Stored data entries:
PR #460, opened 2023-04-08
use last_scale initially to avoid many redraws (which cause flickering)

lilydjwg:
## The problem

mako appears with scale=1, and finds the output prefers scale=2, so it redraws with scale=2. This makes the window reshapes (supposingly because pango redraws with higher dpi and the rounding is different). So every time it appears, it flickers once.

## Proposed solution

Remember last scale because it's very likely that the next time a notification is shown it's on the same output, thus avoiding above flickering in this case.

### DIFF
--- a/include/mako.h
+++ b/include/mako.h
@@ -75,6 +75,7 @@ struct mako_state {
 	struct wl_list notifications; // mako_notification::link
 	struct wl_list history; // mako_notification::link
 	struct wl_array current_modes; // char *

==

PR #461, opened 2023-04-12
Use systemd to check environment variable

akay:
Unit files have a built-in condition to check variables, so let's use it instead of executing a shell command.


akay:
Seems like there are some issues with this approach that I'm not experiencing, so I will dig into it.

==

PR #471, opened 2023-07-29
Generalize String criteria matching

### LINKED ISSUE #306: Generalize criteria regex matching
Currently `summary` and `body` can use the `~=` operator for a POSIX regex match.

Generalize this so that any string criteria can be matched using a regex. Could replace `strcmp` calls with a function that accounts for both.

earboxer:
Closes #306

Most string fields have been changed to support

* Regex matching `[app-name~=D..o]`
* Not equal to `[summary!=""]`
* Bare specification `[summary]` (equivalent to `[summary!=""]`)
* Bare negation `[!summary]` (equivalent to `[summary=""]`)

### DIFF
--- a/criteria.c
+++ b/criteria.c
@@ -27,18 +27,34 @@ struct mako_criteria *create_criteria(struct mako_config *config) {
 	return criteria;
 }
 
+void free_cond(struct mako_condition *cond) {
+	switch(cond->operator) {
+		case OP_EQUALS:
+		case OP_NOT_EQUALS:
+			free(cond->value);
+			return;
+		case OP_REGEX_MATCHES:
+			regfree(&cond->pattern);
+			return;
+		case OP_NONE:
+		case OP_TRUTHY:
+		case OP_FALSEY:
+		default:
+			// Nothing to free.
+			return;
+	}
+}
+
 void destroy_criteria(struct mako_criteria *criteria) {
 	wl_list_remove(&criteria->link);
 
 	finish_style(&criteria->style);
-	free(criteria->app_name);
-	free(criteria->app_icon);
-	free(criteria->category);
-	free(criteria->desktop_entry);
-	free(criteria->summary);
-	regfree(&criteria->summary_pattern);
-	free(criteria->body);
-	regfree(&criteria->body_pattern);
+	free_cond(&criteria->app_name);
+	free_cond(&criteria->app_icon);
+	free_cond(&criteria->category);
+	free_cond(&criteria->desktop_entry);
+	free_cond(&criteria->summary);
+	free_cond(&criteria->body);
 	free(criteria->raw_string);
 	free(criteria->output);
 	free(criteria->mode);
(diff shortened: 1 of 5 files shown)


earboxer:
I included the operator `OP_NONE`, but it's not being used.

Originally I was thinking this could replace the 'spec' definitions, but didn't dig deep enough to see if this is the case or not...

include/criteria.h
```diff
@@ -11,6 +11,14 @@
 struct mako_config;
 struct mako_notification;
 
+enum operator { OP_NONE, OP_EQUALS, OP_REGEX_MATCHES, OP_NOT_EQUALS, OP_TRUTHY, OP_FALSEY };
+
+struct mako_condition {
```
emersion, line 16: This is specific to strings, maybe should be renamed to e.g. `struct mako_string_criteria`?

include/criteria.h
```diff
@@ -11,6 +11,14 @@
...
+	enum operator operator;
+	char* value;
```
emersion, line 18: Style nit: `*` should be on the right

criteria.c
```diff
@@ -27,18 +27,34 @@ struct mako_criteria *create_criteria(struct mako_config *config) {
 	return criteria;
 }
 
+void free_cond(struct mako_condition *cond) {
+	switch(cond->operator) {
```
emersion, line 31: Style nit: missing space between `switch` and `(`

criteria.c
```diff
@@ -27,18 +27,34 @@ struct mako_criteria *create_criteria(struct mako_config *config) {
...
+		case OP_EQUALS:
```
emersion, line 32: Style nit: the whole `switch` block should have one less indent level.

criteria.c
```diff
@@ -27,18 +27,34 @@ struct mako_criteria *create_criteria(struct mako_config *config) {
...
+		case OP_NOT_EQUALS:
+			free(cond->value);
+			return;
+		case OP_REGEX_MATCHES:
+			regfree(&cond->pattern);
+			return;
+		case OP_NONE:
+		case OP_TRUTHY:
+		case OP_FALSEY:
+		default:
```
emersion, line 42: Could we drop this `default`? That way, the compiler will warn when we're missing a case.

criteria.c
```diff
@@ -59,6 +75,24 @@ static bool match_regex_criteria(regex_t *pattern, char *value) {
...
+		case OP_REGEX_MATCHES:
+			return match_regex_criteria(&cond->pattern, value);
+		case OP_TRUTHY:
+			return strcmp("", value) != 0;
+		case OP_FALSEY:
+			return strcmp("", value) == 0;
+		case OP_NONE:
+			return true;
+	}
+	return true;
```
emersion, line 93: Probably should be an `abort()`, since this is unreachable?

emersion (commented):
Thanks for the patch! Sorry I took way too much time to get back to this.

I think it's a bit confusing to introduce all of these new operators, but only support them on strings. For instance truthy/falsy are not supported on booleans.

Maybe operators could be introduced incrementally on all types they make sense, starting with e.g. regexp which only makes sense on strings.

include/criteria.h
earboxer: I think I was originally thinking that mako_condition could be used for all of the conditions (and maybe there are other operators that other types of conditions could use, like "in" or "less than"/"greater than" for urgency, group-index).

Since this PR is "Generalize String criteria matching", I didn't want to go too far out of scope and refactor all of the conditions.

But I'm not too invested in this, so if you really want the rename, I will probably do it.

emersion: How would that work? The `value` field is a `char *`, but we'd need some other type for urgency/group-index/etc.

DIRECTIONS:
Could you retype exactly the lines above, starting at the line that contains "emersion, line 93: Probably" and ending at the line that contains "emersion: How would", and nothing more?

ANSWER SECTION:
emersion, line 93: Probably should be an `abort()`, since this is unreachable?

emersion (commented):
Thanks for the patch! Sorry I took way too much time to get back to this.

I think it's a bit confusing to introduce all of these new operators, but only support them on strings. For instance truthy/falsy are not supported on booleans.

Maybe operators could be introduced incrementally on all types they make sense, starting with e.g. regexp which only makes sense on strings.

include/criteria.h
earboxer: I think I was originally thinking that mako_condition could be used for all of the conditions (and maybe there are other operators that other types of conditions could use, like "in" or "less than"/"greater than" for urgency, group-index).

Since this PR is "Generalize String criteria matching", I didn't want to go too far out of scope and refactor all of the conditions.

But I'm not too invested in this, so if you really want the rename, I will probably do it.

emersion: How would that work? The `value` field is a `char *`, but we'd need some other type for urgency/group-index/etc.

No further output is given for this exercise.